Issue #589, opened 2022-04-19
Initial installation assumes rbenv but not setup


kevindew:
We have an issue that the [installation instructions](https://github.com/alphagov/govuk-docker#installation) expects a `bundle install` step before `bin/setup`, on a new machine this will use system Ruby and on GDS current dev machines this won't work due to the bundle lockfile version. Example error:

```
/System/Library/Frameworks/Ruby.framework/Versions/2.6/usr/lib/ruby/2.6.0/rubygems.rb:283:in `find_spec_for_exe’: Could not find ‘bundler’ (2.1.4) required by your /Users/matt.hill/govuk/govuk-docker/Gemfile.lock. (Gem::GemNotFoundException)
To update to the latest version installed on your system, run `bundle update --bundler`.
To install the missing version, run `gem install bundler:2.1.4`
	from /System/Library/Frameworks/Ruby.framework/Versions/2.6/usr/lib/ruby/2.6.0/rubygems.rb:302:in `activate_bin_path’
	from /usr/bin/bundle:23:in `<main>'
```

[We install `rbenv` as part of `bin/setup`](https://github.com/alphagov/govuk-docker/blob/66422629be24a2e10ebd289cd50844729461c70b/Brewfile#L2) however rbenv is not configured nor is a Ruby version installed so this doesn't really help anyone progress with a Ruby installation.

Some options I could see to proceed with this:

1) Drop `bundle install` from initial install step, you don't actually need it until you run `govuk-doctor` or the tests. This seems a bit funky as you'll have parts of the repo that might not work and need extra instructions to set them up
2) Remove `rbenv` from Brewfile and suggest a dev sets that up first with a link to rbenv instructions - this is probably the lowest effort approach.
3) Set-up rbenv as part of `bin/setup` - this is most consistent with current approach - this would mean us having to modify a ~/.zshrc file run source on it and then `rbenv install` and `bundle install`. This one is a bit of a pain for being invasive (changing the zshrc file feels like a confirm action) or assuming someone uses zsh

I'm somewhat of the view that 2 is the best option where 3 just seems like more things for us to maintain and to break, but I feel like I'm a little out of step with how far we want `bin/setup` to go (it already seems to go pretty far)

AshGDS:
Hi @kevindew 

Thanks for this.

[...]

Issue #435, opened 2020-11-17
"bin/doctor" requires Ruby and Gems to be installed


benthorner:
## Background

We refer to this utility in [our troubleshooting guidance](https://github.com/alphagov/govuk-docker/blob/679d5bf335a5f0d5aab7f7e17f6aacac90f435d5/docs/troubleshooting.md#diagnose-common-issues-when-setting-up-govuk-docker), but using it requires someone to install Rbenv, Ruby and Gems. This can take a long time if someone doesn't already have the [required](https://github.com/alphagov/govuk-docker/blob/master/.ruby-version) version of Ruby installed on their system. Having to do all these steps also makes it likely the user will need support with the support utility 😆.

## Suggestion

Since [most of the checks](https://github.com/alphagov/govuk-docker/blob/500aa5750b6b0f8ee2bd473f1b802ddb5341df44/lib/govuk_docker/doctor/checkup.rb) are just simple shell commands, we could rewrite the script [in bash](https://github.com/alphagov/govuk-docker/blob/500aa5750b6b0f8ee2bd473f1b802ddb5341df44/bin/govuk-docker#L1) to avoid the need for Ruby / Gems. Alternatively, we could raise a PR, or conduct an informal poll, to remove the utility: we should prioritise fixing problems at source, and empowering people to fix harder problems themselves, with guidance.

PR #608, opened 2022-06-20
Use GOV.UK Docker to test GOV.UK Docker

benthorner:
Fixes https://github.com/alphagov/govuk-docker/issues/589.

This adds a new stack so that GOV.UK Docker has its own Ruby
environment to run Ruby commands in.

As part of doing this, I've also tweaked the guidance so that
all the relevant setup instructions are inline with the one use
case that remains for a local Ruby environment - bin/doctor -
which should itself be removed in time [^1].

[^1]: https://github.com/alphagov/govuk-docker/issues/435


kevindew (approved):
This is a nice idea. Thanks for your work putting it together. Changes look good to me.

...

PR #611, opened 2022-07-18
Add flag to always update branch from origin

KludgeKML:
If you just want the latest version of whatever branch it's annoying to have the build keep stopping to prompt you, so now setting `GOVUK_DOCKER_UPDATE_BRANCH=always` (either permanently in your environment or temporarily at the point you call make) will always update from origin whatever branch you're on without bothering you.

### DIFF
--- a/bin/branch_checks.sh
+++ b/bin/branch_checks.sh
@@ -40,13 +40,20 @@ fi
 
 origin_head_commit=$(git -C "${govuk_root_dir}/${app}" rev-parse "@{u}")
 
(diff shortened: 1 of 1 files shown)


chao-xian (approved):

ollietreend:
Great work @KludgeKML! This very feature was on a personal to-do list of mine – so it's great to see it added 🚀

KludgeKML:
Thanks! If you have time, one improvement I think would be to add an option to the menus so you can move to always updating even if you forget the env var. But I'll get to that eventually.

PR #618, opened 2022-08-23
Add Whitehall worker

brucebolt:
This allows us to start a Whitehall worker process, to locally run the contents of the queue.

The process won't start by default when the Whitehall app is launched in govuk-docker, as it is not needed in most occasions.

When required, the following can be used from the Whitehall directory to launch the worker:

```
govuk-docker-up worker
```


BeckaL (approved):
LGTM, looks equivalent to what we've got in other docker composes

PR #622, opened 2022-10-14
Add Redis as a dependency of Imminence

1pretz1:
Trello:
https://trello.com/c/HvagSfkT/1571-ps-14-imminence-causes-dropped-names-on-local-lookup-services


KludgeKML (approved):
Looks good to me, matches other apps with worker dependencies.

...

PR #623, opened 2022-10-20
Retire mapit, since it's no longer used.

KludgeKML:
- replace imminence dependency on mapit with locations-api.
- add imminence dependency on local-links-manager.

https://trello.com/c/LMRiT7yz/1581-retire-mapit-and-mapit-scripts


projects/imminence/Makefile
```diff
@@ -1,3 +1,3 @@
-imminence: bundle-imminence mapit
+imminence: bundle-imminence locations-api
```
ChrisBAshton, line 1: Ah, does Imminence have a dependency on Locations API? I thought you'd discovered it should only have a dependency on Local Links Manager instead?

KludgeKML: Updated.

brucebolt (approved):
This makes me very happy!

### Assignment
Look above for the line holding "Issue #435, opened 2020-11-17" and the line holding "## Background". Retype both, and every line between them, word for word and nothing else.

### Solution to the exercise
Issue #435, opened 2020-11-17
"bin/doctor" requires Ruby and Gems to be installed


benthorner:
## Background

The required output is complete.